_WHAT YOU SHOULD DO_
Locate the line containing "Further, it is", then please write out that line and all the lines below it in the entries exactly.

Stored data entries
'''
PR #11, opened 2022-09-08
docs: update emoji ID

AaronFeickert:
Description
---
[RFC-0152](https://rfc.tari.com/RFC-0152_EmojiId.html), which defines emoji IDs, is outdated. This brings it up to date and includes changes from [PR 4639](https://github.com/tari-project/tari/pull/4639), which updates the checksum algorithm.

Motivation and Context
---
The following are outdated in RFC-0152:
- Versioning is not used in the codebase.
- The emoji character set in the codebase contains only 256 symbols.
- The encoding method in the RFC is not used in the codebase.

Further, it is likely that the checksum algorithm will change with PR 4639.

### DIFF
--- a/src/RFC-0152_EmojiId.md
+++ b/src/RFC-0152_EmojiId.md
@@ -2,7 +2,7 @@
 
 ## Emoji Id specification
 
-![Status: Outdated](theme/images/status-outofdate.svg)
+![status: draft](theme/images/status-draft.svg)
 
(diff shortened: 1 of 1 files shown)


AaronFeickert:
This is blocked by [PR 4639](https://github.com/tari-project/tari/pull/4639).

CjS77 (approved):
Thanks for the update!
'''
_TASK RESPONSE_
Further, it is likely that the checksum algorithm will change with PR 4639.

### DIFF
--- a/src/RFC-0152_EmojiId.md
+++ b/src/RFC-0152_EmojiId.md
@@ -2,7 +2,7 @@
 
 ## Emoji Id specification
 
-![Status: Outdated](theme/images/status-outofdate.svg)
+![status: draft](theme/images/status-draft.svg)
 
(diff shortened: 1 of 1 files shown)


AaronFeickert:
This is blocked by [PR 4639](https://github.com/tari-project/tari/pull/4639).

CjS77 (approved):
Thanks for the update!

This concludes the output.